Pion-mass dependence of the nucleon and $\Delta (1232)$ masses. The curves are two-parameter expressions for the $\pi N$ loop contributions to $M_N$ and $M_{\Delta }$ according to Eqs. (19, 25) respectively, using $M_N^{(0)}=0.883\mathrm{GeV}$, $c_{1N}=-0.87{\mathrm{GeV}}^{-1}$, and $M_{\Delta }^{(0)}=1.20\mathrm{GeV}$, $c_{1\Delta }=-0.40{\mathrm{GeV}}^{-1}$ respectively.
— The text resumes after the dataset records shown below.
PR #3908, opened 2025-06-27
weather 0.28: Fix UV positioning, hide when 0

stweedo:
Separated the UV index display from the icon container as it made the icons smaller and interfered with the lazy rendering so that it wouldn't clear properly when drawing a new icon. It's now positioned under the wind speed and hides when the UV index is 0.

I also added "haze" in the BangleDumpWeather shortcut that maps to weather code "741" along with mist and fog and "shower" that maps to code "521" that was previously not used by the shortcut. I put the new link in the README. There is still one icon that this shortcut is not utilizing yet called drawBrokenClouds when it's in the 800's but not 800, 801, or 802. Any ideas of what we could filter for to show that? We already have "wind" and "part" map to "801" for drawFewClouds, and "cloud" maps to "802" for drawCloud.
https://www.icloud.com/shortcuts/ae5f3d7d6ed3460c98a3396b267aa1c5

### DIFF
--- a/apps/weather/ChangeLog
+++ b/apps/weather/ChangeLog
@@ -24,3 +24,4 @@
 0.25: Added monochrome parameter to drawIcon in lib
 0.26: Expose update function (for use by iOS integration)
 0.27: Add UV index display
+0.28: Fix UV positioning, hide when 0
--- a/apps/weather/README.md
+++ b/apps/weather/README.md
@@ -7,8 +7,11 @@ It also adds a ClockInfo list to Bangle.js.
 You can view the full report through the app:
 
 ![Screenshot](screenshot.png)
+
 ## iOS Setup
-Use the iOS shortcut [here](https://www.icloud.com/shortcuts/dbf7159200d945179e0938c15e64f102). The shortcut uses Apple Weather for weather updates, and sends a notification, which is read by Bangle.js. To push weather every hour, or interval, you will need to create a shortcut automation for every time you want to push the weather.
+
+Use the iOS shortcut [here](https://www.icloud.com/shortcuts/ae5f3d7d6ed3460c98a3396b267aa1c5). The shortcut uses Apple Weather for weather updates, and sends a notification, which is read by Bangle.js. To push weather every hour, or interval, you will need to create a shortcut automation for every time you want to push the weather.
+
 ## Android Setup
 
 1. Install [Gadgetbridge for Android](https://f-droid.org/packages/nodomain.freeyourgadget.gadgetbridge/) on your phone.
@@ -51,8 +54,8 @@ When you first load QuickWeather, it will take you through the setup process. Yo
 
 **Note:** at one time, the Weather Notification app also worked with Gadgetbridge. However, many users are reporting it's no longer seeing the OpenWeatherMap API key as valid. The app has not received any updates since August of 2020, and may be unmaintained. 
 
-
 ## Clock Infos
+
 Tap on any clockInfo when focused to directly open the weather app.
 Adds:
 * Condition ClockInfo with condition icon
@@ -60,6 +63,7 @@ Adds:
 * Wind speed ClockInfo.
 * Chance of rain ClockInfo.
 * Temperature ClockInfo without condition icon.
+
 ## Settings
 
 * Expiration timespan can be set after which the local weather data is considered as invalid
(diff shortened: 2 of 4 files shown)


stweedo:
The newest iOS shortcut utilizes all the icons that are available from the weather app and has been updated in the README.

RKBoss6:
Hey! I added a feels like display to the weather app, and updated the shortcut from here to send feels like as well. I am adding the readme changes to my PR. Is that alright?

thyttan:
> There is still one icon that this shortcut is not utilizing yet called drawBrokenClouds when it's in the 800's but not 800, 801, or 802. Any ideas of what we could filter for to show that? We already have \"wind\" and \"part\" map to \"801\" for drawFewClouds, and \"cloud\" maps to \"802\" for drawCloud.\nhttps://www.icloud.com/shortcuts/ae5f3d7d6ed3460c98a3396b267aa1c5

@gfwilliams do you have any insight for this?

stweedo:
@RKBoss6 That would be nice to have. The problem I ran into with the UV is there was not a lot of space and combining it with the icon container actually broke the icon clearing and also made them smaller. Maybe it could be switched from “real temp” to “feels like” when touching the temp and a little indicator showing if it’s the feels like temp. Maybe a small blue dot next to it if it’s colder than the real temp and red if it’s warmer? 

Another nice one to display would be precipitation chance since it’s already being sent. Perhaps an entire second page that could be swiped to with forecast information like the other weather PR out there. We might be able to get that from iOS too.

stweedo:
> > There is still one icon that this shortcut is not utilizing yet called drawBrokenClouds when it's in the 800's but not 800, 801, or 802. Any ideas of what we could filter for to show that? We already have "wind" and "part" map to "801" for drawFewClouds, and "cloud" maps to "802" for drawCloud.\nhttps://www.icloud.com/shortcuts/ae5f3d7d6ed3460c98a3396b267aa1c5
> 
> @gfwilliams do you have any insight for this?

@thyttan I actually mapped that one to mostly cloudy in the iOS shortcut so it is being used now. Thanks!

RKBoss6:
@stweedo I was debating creating a second page, so it wouldn't be as cramped. Unfortunately, I am pretty new at JS, and have no clue how to do that. ;) If you have any insight on how to do that, that would be very much appreciated!

RKBoss6:
As for the icon breaking, for right now, the only issue I can see is the icon does not fully erase when a new icon is drawn, like you mentioned. Do you know a way in Layout to increase the clearing size, or do we just use g.clearRect()?
For everything else, I think there is enough space that we can get away with it for now, but I do agree with you on another page. I know there is another PR right now for gadgetbridge forecast support, for daily forecasts perhaps. It would be pretty nifty if we could build another page for future forecasts as well.

thyttan:
@Rengyr @stweedo @RKBoss6 What do you think of the merge order of these weather PRs?

It seems to me this order would make sense:
#3908 
#3910 
#3911 
#3912 

There will probably need to be some tweaks to subsequent PRs as preceding ones are merged.

@stweedo Do I read you right that this PR is ready to go with regards weather codes you wrote about?

stweedo:
Yes. This version was ready to go, but it might conflict with the positioning @RKBoss6 had in his PR. And the shortcut in this readme does not have the feels like temp. But I just commented on #3912 with a shortcut link that does everything including feels like.

stweedo:
Okay, one more change to the iOS shortcut. Added a check for “mostly sunny” so it doesn’t show the full sun, but the sun with a cloud in front of it. 

https://www.icloud.com/shortcuts/73be0ce1076446f3bdc45a5707de5c4d

RKBoss6:
@stweedo did you add the new shortcut to the Readme, or should I?

RKBoss6:
Honestly, now might not need it, but we could do with a seperate PR for readme and shortcut updates...

stweedo:
Yeah I did update the PR I had with the new link, which includes the Feels Like temperature.

Rengyr:
> @Rengyr @\stweedo @\RKBoss6 What do you think of the merge order of these weather PRs?
> 
> It seems to me this order would make sense: #3908 #3910 #3911 #3912

Looks good to me, just one thing

Currently, while the "feels like" is contained in the gadgetbridge v2 weather data, it's not really usable without parsing/requesting forecast data as it's not in v1 data. Though it could be added to v1 in gadgetbridge to fix this issue. Otherwise the field will always have unknown value in android.

Though I might have something more to discus on my PR, so it can be done last so it doesn't block other.

thyttan:
Ok - lets go with this one first then 🙂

The red squares are lattice results from the MILC Collaboration [45]. The stars represent the physical mass values.

Figure 13

The $m_{\pi }$ dependence of the real part of the Jones-Scadron $\gamma N\Delta$ form factor $G_M^{*}$ for $Q^2=0$ and $Q^2=0.127{\mathrm{GeV}}^2$. The solid (dashed) curves are the NLO results for $Q^2=0.127{\mathrm{GeV}}^2$ ($Q^2=0$), respectively, including the $m_{\pi }$ dependence of $M_N$ and $M_{\Delta }$. The green dotted curve is the corresponding result for $Q^2=0.127{\mathrm{GeV}}^2$ where the $m_{\pi }$ dependence of $M_N$ and $M_{\Delta }$ is not included. The blue circle for $Q^2=0$ is a data point from MAMI [1] , and the green square for $Q^2=0.127{\mathrm{GeV}}^2$ is a data point from BATES [3]. The three filled black diamonds at larger $m_{\pi }$ are lattice calculations [25] for $Q^2$ values of 0.125, 0.137, and $0.144{\mathrm{GeV}}^2$ respectively, whereas the open diamond near $m_{\pi }\simeq 0$ represents their extrapolation assuming linear dependence in $m_{\pi }^2$.

Figure 14

$m_{\pi }$ dependence of the NLO results at $Q^2=0.1{\mathrm{GeV}}^2$ for $R_{EM}$ (upper panel) and $R_{SM}$ (lower panel). The blue circle is a data point from MAMI [43], the green squares are data points from BATES [3]. The three filled black diamonds at larger $m_{\pi }$ are lattice calculations [25], whereas the open diamond near $m_{\pi }\simeq 0$ represents their extrapolation assuming linear dependence in $m_{\pi }^2$. Red solid curves: NLO result when accounting for the $m_{\pi }$ dependence in $M_N$ and $M_{\Delta }$; green dashed curves: NLO result of Ref. 23, where the $m_{\pi }$ dependence of $M_N$ and $M_{\Delta }$ was not accounted for.